Dataset records
----

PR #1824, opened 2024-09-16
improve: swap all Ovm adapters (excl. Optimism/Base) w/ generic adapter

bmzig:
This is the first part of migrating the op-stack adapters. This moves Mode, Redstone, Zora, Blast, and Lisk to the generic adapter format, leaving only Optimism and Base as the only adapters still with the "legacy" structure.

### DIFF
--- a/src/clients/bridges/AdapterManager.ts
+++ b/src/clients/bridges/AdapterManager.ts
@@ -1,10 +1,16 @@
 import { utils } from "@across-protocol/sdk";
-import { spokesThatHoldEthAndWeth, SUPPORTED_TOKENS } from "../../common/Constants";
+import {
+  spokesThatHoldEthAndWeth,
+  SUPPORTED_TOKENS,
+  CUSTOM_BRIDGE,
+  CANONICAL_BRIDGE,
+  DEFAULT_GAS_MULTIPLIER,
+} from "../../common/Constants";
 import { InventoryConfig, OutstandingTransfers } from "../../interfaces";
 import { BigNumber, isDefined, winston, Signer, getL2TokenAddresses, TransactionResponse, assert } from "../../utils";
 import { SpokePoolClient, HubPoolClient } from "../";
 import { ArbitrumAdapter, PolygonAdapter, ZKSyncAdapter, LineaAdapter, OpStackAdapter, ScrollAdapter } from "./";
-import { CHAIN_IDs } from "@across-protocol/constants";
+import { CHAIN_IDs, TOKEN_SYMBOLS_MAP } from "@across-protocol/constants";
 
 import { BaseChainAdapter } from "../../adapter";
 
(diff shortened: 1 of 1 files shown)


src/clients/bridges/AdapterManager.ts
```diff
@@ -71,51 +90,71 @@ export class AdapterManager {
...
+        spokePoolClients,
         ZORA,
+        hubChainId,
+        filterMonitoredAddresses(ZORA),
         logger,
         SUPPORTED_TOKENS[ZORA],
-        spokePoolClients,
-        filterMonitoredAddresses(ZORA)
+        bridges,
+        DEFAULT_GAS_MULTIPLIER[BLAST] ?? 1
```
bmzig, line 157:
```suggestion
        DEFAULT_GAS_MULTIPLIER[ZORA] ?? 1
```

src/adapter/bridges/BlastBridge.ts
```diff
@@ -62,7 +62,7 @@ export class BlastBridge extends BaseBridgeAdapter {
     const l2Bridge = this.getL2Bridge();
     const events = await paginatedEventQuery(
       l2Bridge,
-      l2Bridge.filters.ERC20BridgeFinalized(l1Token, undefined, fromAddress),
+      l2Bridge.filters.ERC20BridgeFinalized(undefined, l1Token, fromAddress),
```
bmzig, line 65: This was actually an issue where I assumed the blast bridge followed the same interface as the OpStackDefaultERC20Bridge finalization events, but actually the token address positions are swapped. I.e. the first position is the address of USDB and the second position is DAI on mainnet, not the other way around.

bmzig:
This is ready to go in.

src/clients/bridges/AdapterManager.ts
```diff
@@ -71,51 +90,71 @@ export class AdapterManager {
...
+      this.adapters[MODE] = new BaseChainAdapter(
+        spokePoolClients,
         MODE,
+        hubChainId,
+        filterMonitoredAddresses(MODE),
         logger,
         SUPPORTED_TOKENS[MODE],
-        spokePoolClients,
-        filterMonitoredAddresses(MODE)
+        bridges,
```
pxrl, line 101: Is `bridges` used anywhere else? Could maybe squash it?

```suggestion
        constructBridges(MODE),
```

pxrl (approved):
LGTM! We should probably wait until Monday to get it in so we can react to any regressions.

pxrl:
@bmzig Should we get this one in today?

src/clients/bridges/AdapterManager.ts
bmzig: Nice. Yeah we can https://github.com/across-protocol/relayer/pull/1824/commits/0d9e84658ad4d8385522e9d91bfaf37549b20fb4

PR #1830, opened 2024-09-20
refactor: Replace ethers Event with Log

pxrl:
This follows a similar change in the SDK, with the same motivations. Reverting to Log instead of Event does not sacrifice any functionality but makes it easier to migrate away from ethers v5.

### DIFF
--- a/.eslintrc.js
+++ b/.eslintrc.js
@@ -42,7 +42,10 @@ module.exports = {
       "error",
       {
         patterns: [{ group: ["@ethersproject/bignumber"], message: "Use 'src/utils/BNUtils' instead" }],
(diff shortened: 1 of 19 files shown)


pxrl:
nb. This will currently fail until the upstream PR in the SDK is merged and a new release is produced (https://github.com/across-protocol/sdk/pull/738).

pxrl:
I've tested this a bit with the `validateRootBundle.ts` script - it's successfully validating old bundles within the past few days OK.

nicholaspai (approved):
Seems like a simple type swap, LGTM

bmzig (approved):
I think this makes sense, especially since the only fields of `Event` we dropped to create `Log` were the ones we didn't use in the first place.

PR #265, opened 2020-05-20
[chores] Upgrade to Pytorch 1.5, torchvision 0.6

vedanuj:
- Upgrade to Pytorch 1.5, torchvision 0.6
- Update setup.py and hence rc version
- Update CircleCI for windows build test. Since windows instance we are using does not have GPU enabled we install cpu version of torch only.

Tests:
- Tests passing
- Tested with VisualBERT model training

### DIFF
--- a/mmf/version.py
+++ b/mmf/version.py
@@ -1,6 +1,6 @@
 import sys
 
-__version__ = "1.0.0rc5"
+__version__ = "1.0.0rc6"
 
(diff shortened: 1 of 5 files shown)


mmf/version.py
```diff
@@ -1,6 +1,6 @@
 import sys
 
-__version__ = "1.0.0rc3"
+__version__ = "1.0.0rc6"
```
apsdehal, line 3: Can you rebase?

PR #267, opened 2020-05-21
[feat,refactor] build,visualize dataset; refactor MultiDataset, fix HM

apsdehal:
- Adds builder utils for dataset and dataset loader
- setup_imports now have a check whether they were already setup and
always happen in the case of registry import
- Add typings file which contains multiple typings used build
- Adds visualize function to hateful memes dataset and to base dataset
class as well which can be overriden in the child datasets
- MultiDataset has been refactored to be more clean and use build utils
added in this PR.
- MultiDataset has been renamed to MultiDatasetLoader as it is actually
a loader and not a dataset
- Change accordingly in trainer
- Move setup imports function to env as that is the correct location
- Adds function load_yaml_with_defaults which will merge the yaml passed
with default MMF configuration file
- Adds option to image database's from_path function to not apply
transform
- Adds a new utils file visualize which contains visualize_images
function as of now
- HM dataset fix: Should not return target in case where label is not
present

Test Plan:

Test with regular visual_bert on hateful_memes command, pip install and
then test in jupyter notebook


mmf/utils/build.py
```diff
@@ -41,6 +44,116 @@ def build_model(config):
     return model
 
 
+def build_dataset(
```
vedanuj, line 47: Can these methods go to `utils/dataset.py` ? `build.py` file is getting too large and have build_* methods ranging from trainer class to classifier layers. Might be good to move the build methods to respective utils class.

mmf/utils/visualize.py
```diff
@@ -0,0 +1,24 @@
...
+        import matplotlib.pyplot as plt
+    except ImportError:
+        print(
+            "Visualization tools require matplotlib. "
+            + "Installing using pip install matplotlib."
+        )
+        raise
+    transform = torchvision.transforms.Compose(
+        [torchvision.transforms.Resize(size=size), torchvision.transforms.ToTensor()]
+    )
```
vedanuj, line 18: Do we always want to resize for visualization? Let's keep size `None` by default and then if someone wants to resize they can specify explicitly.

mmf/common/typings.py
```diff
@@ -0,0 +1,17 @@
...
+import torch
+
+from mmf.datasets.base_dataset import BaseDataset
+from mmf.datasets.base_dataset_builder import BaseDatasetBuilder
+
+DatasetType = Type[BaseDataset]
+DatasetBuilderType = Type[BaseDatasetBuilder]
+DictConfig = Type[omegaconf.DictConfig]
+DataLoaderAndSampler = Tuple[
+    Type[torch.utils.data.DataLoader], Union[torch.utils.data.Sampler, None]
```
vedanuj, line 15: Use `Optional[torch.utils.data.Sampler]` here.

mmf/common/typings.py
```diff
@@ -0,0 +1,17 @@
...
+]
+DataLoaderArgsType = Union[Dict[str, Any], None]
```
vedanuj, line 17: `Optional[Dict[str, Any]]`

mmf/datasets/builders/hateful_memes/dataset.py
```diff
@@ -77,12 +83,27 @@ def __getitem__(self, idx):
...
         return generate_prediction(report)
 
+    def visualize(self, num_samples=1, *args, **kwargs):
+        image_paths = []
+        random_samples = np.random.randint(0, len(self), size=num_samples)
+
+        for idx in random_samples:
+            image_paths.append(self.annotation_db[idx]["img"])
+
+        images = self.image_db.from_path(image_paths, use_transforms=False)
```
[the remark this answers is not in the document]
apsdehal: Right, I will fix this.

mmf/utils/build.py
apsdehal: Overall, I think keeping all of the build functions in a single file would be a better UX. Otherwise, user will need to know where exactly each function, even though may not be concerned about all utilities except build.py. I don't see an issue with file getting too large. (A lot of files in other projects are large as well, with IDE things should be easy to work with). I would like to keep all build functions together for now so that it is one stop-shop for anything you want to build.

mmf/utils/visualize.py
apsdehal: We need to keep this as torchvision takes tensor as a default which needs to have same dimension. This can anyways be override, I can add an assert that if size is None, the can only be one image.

----

INSTRUCTIONS FOR THE TASK: Repeat exactly the lines above from the one with "always happen in the case of registry import" up to and including the one with "added in this PR.". No other line belongs in the reply.

EXERCISE ANSWER:
always happen in the case of registry import
- Add typings file which contains multiple typings used build
- Adds visualize function to hateful memes dataset and to base dataset
class as well which can be overriden in the child datasets
- MultiDataset has been refactored to be more clean and use build utils
added in this PR.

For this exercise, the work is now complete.